_WORK INSTRUCTIONS_. Every record below is to be reproduced exactly.

_Stored data entries_.
[Start of Attachment]
PR #8415, opened 2024-04-29
OAuthClient: consider zero as null for refresh_expires_in field

adutra:
This PR is an outcome of #8331 investigation: Keycloak sends "0" for `refresh_expires_in` when there is no refresh token.

See:

https://github.com/keycloak/keycloak/blob/ad32896725b05bc4c6d274395268c8eda6459037/services/src/main/java/org/keycloak/broker/oidc/AbstractOAuth2IdentityProvider.java#L231-L232

### DIFF
--- a/api/client/src/main/java/org/projectnessie/client/auth/oauth2/JacksonSerializers.java
+++ b/api/client/src/main/java/org/projectnessie/client/auth/oauth2/JacksonSerializers.java
@@ -56,7 +56,9 @@ class JacksonSerializers {
     public Instant deserialize(JsonParser p, DeserializationContext ctxt) throws IOException {
       if (p.currentToken().isNumeric()) {
         int seconds = p.getValueAsInt();
-        return Instant.now().plusSeconds(seconds);
+        if (seconds != 0) {
+          return Instant.now().plusSeconds(seconds);
+        }
       }
       return null;
     }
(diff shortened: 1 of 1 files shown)


api/client/src/main/java/org/projectnessie/client/auth/oauth2/JacksonSerializers.java
```diff
@@ -56,7 +56,9 @@ public SecondsToInstantDeserializer() {
     public Instant deserialize(JsonParser p, DeserializationContext ctxt) throws IOException {
       if (p.currentToken().isNumeric()) {
         int seconds = p.getValueAsInt();
-        return Instant.now().plusSeconds(seconds);
+        if (seconds != 0) {
+          return Instant.now().plusSeconds(seconds);
```
dimas-b, line 60: This change LGTM as it stands, but in general, would it be preferable to avoid binding to the current clock (`Instant.now()`) in JSON deserializers? Could we delegate that to the code that uses this value?

dimas-b (approved):

api/client/src/main/java/org/projectnessie/client/auth/oauth2/JacksonSerializers.java
adutra: Agreed. I will tackle that in a follow-up PR.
[End of Attachment]
_RESPONSE TO THIS EXERCISE_.
PR #8415, opened 2024-04-29
OAuthClient: consider zero as null for refresh_expires_in field

adutra:
This PR is an outcome of #8331 investigation: Keycloak sends "0" for `refresh_expires_in` when there is no refresh token.

See:

https://github.com/keycloak/keycloak/blob/ad32896725b05bc4c6d274395268c8eda6459037/services/src/main/java/org/keycloak/broker/oidc/AbstractOAuth2IdentityProvider.java#L231-L232

### DIFF
--- a/api/client/src/main/java/org/projectnessie/client/auth/oauth2/JacksonSerializers.java
+++ b/api/client/src/main/java/org/projectnessie/client/auth/oauth2/JacksonSerializers.java
@@ -56,7 +56,9 @@ class JacksonSerializers {
     public Instant deserialize(JsonParser p, DeserializationContext ctxt) throws IOException {
       if (p.currentToken().isNumeric()) {
         int seconds = p.getValueAsInt();
-        return Instant.now().plusSeconds(seconds);
+        if (seconds != 0) {
+          return Instant.now().plusSeconds(seconds);
+        }
       }
       return null;
     }
(diff shortened: 1 of 1 files shown)


api/client/src/main/java/org/projectnessie/client/auth/oauth2/JacksonSerializers.java
```diff
@@ -56,7 +56,9 @@ public SecondsToInstantDeserializer() {
     public Instant deserialize(JsonParser p, DeserializationContext ctxt) throws IOException {
       if (p.currentToken().isNumeric()) {
         int seconds = p.getValueAsInt();
-        return Instant.now().plusSeconds(seconds);
+        if (seconds != 0) {
+          return Instant.now().plusSeconds(seconds);
```
dimas-b, line 60: This change LGTM as it stands, but in general, would it be preferable to avoid binding to the current clock (`Instant.now()`) in JSON deserializers? Could we delegate that to the code that uses this value?

dimas-b (approved):

api/client/src/main/java/org/projectnessie/client/auth/oauth2/JacksonSerializers.java
adutra: Agreed. I will tackle that in a follow-up PR.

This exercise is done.